Research studies on HSAN IA provide valuable information about the condition, including its clinical features, inheritance patterns, and underlying genetic causes. These studies also investigate potential treatments and therapies for patients with HSAN IA.
Scientific articles on PubMed also provide information about other rare genetic diseases with similar symptoms or causes, such as Deoxysphingoid diseases and Hereditary Motor and Sensory Neuropathy Type I (HMSN I).
By exploring these research articles, healthcare professionals, scientists, and patient advocates can learn more about HSAN IA and related conditions. This information can help in the development of new diagnostic and treatment strategies for patients with HSAN IA.
Additional resources for information on HSAN IA and related conditions can be found on the Online Mendelian Inheritance in Man (OMIM) database, the ClinicalTrials.gov website, and in advocacy and support groups.
References:
- Catalog of Genes and Diseases. National Institute of General Medical Sciences. Retrieved from https://www.ncbi.nlm.nih.gov/books/NBK1115/
- Hornemann, T., & Nicholson, G. (2011). Diagnosis and treatment of hereditary sensory and autonomic neuropathy type I and II. Current Treatment Options in Neurology, 13(5), 569–579. doi: 10.1007/s11940-011-0123-9
References
- Hornemann T, et al. (2009). The SPTLC1 subunit of serine palmitoyltransferase generates short chain sphingoid bases. Journal of Biological Chemistry, 284(5): 26322-26330. DOI: 10.1074/jbc.M109.032912
- OMIM: Online Mendelian Inheritance in Man (https://omim.org/): Hereditary Sensory Neuropathy Type IA.
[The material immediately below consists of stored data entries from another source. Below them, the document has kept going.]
PR #182, opened 2024-06-12
Feature/px web2 231 add alert to variablebox

SjurSutterudSagen:
Since we want to show when there are no selected values for a mandatory
variable, we need to add this capability to the VariableBox component.

When no value is selected, it now shows and alert in the header of the
component, and the border is colored red. This is removed when a value
is chosen.

API handling is not added, that would be a different task.

Also had to add a new folder to ignore files. This is for the newest changes 
in Nx, and those lines are also added in the PR for those updates.

### DIFF
--- a/libs/pxweb2-ui/src/lib/components/VariableBox/VariableBox.tsx
+++ b/libs/pxweb2-ui/src/lib/components/VariableBox/VariableBox.tsx
@@ -52,6 +52,9 @@ export function VariableBox({
   const chosenValuesLength = selectedValues.find(
     (variables) => variables.id === id
   )?.values.length;
+  const currentVariable = selectedValues.find((variable) => variable.id === id);
+  const hasMandatoryNoSelectedValuesError =
+    mandatory && (currentVariable?.values.length === 0 || !currentVariable);
 
   if (prevTableId !== tableId) {
     setIsOpen(false);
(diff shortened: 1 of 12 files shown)


SjurSutterudSagen:
Checking to see if the animations in the design will take alot of time or not. If not I'll add them too.

libs/pxweb2-ui/src/lib/components/VariableBox/VariableBox.tsx
```diff
@@ -52,6 +52,9 @@ export function VariableBox({
   const chosenValuesLength = selectedValues.find(
     (variables) => variables.id === id
   )?.values.length;
+  const currentVariable = selectedValues.find((variable) => variable.id === id);
+  const hasMandatoryNoSelectedValuesError =
```
michaelpande, line 56: Consider using another variable name. This one is a bit difficult to follow. Maybe isMissingMandatoryValueError?

michaelpande (approved):
Nothing big, just some minor comments. Looks good 👍

libs/pxweb2-ui/src/lib/components/VariableBox/VariableBoxHeader/VariableBoxHeader.tsx
```diff
@@ -52,40 +55,56 @@ export function VariableBoxHeader({
...
         </div>
       </div>
 
-      <div className={cssClasses}>
-        {isOpen ? (
-          <Icon iconName="ChevronUp"></Icon>
-        ) : (
-          <Icon iconName="ChevronDown"></Icon>
+      <div className={cl(classes['header-alert'])}>
+        {isMissingMandatoryValues && (
```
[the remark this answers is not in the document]
SjurSutterudSagen: Yes, I'll fix it :)

libs/pxweb2-ui/src/lib/components/VariableBox/VariableBox.tsx
SjurSutterudSagen: Changed to use this name

PerIngeVaaje (approved):
OK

- Genet, et al. (2013). Hereditary sensory neuropathy with deafness and dementia: a clinical and neuroimaging study. Psychology and Neuroscience, 6(3): 348-354. DOI: 10.3922/j.psns.2013.3.15
- Nicholson G, et al. (2001). Hereditary sensory neuropathy type I. Clinical and Molecular Genetics, 9(5): 297-305. DOI: 10.1038/sj.ejhg.5200642
- ClinicalTrials.gov (https://clinicaltrialsgov/): Search for “Hereditary Sensory Neuropathy Type IA” for more information on ongoing research and clinical trials.
- Rare Genomes Project (https://raregenomes.org/): Learn more about rare genetic diseases and find resources and advocacy organizations for Hereditary Sensory Neuropathy Type IA.
- PUBMED: Search for articles on Hereditary Sensory Neuropathy Type IA for additional information and scientific studies.